Perhaps it's more accurate to say that Apatow's films aren't antiwoman but afraid of women--or at least afraid of really understanding them. In fact, when Sarah Marshall begins, Segel's character, Peter, has been dating Sarah (Bell) for five years when she dumps him for possessing no more maturity around her than a 40-year-old virgin would. Bereft at her betrayal, he flies to Hawaii and falls for Kunis, a free-spirited hotel clerk whose chief source of appeal--besides that fogged-lens beauty--is that she demands nothing from him. Her most alluring moment isn't when she goes topless but when Segel attempts to buy her a drink and she shrugs him off, telling him she doesn't need to be doted on.
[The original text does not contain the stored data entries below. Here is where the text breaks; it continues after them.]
PR #13959, opened 2021-09-01
Correctly pad strings when saving an encrypted pdf (bug 1726789)

calixteman:


timvandermeij:
Would it be possible to add a unit test for this since this is core functionality? This particular function can be called with the input that failed before and there is even a helper function that asserts that it can also be decoded again: https://github.com/mozilla/pdf.js/blob/7d9a83012bc8a8f83ae27409e958c5b13af0a209/test/unit/crypto_spec.js#L587

calixteman:
Before the patch, pdf.js, evince, mupdf and qpdf were able to decrypt correctly the string but not foxit, chrome and acrobat.
There is already a test with a string where length is a multiple of 16 (e.g. https://github.com/mozilla/pdf.js/blob/master/test/unit/crypto_spec.js#L836).
So I don't see how to have a test which fails without the patch, any idea will be appreciated.

PR #13961, opened 2021-09-02
Simplify some regular expressions

Snuffleupagus:
There's a fair number of regular expressions througout the code-base which are slightly more verbose than strictly necessary, in particular:
 - We have a lot of regular expressions that use `[0-9]` explicitly, and those can be simplified to use `\d` instead.
 - We have one instance of a regular expression containing a `A-Za-z0-9_` sequence, which can be simplified to use `\w` instead.

### DIFF
--- a/src/core/core_utils.js
+++ b/src/core/core_utils.js
@@ -208,7 +208,7 @@ function isWhiteSpace(ch) {
  * each part of the path.
  */
 function parseXFAPath(path) {
-  const positionPattern = /(.+)\[([0-9]+)\]$/;
+  const positionPattern = /(.+)\[(\d+)\]$/;
   return path.split(".").map(component => {
     const m = component.match(positionPattern);
     if (m) {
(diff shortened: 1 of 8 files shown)


calixteman:
Would it be possible to have some linting on regexs ?

calixteman:
I'm the author of most of the regexs here and at least I can tell you why I did that: in some languages  ̀\d` is a shortcut for `digits` which is not limited to digits 0,...,9 but which is a shortcut for all digits in Unicode. So I prefer to be explicit to avoid to have to remember what `\d` is exactly (in general I try to avoid such shortcuts in regex in whatever language).
Out of curiosity, I searched in firefox code base:
https://searchfox.org/mozilla-central/search?q=%5B0-9%5D&case=true&path=*.js

Anyway I'm fine with this change.

timvandermeij (approved):

timvandermeij:
Thanks! I'm also always a bit careful with `\d` since it indeed has a subtly different meaning in other languages where it also matches Unicode digits, but fortunately for JavaScript there is no such behavior according to MDN: https://developer.mozilla.org/en-US/docs/Web/JavaScript/Guide/Regular_Expressions/Cheatsheet

PR #13964, opened 2021-09-03
Use minimized file in pdf.worker.entry.js

hand-dot:
The minimized pdf.worker.js is not used in the production build of pdf.worker.entry.js
It has been fixed to use the minimized file at build time.

This fix will reduce the size of the bundle.

### DIFF
--- a/src/pdf.worker.entry.js
+++ b/src/pdf.worker.entry.js
@@ -13,7 +13,7 @@
  * limitations under the License.
  */
 
-(typeof window !== "undefined"
-  ? window
-  : {}
-).pdfjsWorker = require("./pdf.worker.js");
+(typeof window !== "undefined" ? window : {}).pdfjsWorker =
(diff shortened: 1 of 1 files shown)


Snuffleupagus:
First of all, I'm not sure that I even understand the added `PDFJSDev`-checks since none of this code matters for anything *except* official builds of the PDF.js library (it's definitely not being used during development).
Secondly, this file is only used together with the [Webpack-example](https://github.com/mozilla/pdf.js/tree/master/examples/webpack) and shouldn't be used elsewhere (since that'd load the `pdf.worker.js` file into the main-thread which effectively disable Workers). The reason to use, or not use, a minified build is really up to the specific user/situation and is probably not something that we should *force* like this; note also the warning in https://github.com/mozilla/pdf.js/tree/master/examples/webpack#minification

All-in-all, I'm sorry to say that this doesn't look like a change that we need/should make here.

In many ways Sarah Marshall hews close to the formula established by Knocked Up and even retains most of its cast--including Segel, Paul Rudd, and Jonah Hill. But it's telling that there's no place in a movie like this for Leslie Mann, whose Knocked Up performance as Rudd's wife is still the closest thing in the Apatow oeuvre to a real, complicated woman. Handed a role that could have simply been "humorless and uptight," she delivered that film's most memorable performance, pivoting from funny to scary to vulnerable in every ad-libbed line. You wanted to see more of her because it felt like there was actually more to see--something that Sarah Marshall's Kunis either can't or isn't allowed to pull off. It's heartening that in real life, Apatow is married to Mann--now if he could only let her raucous spirit into more of his disciples' movies.

As for White's antigay charge, I disagree. Though gay guys don't appear in Apatow's films, the gay humor that does is relatively benign--after all, these men clearly prefer the company of other men. When Segel repeatedly drops his towel and shows us the full monty (trust me: Sarah Marshall's got more dick than an episode of Dante's Cove), we're prodded to laugh, but it's not just because Apatow and company are afraid of male sexuality--they're afraid of any sexuality at all. Will they ever set their giggling aside and venture into the sort of comedy that comes from actually getting laid--or dare I suggest, making love--something that might require a deeper understanding of what makes a woman tick? I think they can do it, but they might have to Mann up first.